• **Work order**: Give the number of lines below that contain the string "loadBitmapFromResource", and no other text.

________________________

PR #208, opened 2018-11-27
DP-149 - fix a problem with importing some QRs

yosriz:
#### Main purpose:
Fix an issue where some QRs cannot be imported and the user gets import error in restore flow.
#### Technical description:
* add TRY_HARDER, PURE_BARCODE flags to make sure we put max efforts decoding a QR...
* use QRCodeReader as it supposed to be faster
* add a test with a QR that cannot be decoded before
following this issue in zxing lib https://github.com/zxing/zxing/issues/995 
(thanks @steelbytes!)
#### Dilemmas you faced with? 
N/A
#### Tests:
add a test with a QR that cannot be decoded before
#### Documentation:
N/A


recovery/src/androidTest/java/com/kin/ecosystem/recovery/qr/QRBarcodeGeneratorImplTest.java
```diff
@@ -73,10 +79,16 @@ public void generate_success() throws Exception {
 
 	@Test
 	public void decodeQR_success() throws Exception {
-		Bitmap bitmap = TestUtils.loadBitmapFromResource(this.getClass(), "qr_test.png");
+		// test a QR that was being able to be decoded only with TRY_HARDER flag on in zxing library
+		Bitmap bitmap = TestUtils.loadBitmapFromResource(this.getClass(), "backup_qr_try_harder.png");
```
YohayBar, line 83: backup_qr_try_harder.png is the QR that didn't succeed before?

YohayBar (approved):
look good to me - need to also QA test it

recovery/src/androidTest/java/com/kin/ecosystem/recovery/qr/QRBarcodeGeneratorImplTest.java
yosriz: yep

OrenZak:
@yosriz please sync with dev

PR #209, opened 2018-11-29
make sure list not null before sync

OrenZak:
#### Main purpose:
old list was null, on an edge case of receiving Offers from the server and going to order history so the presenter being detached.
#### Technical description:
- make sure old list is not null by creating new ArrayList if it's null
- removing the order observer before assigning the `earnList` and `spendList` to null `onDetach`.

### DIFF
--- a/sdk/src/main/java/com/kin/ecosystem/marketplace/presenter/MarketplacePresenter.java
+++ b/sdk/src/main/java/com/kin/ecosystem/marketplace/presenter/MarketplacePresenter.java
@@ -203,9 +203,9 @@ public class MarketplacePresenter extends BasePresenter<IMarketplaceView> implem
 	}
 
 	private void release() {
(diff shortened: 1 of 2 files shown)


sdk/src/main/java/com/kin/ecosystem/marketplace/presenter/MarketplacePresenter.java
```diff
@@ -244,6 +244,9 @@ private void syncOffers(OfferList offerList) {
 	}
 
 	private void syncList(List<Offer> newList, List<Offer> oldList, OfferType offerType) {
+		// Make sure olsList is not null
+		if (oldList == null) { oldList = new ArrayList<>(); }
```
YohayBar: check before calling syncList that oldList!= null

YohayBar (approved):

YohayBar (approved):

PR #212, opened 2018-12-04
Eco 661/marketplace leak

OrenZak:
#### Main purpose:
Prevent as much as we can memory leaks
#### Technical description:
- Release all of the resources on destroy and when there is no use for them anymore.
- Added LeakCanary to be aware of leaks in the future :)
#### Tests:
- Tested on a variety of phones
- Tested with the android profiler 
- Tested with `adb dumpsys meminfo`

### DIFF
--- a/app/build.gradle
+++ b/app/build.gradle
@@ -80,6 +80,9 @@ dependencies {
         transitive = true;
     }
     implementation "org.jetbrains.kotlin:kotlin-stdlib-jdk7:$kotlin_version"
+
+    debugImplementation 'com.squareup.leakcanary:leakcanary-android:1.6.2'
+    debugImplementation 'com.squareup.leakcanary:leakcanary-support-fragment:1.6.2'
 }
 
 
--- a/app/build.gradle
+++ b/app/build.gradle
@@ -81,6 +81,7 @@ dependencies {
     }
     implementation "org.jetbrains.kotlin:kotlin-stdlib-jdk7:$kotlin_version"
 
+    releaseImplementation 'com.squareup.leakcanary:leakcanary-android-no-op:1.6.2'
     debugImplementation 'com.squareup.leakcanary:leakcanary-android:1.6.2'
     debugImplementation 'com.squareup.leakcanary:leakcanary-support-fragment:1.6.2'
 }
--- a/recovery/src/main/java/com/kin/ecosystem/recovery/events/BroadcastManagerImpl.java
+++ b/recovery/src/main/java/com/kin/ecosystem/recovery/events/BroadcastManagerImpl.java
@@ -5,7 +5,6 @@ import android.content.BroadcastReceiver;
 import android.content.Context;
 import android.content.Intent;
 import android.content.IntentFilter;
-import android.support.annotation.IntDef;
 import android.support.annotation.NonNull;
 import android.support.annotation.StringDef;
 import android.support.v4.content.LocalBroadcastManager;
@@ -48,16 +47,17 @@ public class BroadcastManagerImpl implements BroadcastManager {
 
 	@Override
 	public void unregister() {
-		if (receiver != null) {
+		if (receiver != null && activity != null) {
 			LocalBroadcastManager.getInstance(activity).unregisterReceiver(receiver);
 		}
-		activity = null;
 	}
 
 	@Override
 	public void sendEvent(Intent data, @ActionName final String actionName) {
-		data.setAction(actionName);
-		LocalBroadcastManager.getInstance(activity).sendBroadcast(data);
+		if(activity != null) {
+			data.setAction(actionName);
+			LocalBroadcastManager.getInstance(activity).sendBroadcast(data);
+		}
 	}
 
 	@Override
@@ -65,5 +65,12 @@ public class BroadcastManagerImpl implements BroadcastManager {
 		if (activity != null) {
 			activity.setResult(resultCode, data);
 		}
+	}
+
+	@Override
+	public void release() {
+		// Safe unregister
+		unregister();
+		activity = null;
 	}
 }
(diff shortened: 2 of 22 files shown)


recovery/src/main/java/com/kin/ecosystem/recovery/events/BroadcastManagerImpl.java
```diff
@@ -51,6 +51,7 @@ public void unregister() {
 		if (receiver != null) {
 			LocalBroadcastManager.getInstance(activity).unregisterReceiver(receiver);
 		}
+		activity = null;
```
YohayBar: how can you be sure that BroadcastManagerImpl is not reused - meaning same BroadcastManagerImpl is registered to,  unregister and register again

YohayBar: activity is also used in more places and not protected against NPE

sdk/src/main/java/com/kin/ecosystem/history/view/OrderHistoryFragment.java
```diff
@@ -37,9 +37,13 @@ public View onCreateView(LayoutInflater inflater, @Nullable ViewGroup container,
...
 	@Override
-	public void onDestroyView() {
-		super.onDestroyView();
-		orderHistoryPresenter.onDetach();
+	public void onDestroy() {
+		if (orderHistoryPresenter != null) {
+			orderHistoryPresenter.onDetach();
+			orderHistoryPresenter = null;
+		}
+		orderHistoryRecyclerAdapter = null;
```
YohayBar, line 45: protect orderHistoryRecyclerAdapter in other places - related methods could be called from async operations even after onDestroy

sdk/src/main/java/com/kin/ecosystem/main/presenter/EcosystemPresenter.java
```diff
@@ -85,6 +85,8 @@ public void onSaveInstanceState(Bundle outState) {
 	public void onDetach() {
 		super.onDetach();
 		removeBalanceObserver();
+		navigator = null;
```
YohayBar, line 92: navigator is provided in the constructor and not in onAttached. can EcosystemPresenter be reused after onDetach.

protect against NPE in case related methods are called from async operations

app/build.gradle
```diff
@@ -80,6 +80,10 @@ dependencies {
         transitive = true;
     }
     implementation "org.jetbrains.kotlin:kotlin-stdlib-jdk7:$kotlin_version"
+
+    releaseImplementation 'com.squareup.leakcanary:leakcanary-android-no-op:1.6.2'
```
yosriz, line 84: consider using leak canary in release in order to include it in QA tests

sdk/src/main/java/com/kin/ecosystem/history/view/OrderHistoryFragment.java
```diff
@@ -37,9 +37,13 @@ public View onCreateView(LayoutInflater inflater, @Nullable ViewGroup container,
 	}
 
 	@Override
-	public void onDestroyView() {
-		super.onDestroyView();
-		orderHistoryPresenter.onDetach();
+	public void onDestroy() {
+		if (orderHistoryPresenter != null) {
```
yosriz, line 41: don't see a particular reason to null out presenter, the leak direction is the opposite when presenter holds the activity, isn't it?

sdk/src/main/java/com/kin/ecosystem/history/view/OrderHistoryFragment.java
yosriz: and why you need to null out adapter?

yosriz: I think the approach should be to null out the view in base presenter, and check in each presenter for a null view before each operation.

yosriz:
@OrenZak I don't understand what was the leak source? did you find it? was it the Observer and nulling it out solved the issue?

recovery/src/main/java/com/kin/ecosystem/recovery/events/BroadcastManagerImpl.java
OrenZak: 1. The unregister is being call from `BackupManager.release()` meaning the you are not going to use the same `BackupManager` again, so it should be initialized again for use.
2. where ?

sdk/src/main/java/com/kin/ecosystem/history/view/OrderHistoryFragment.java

________________________

• **Output below**: 2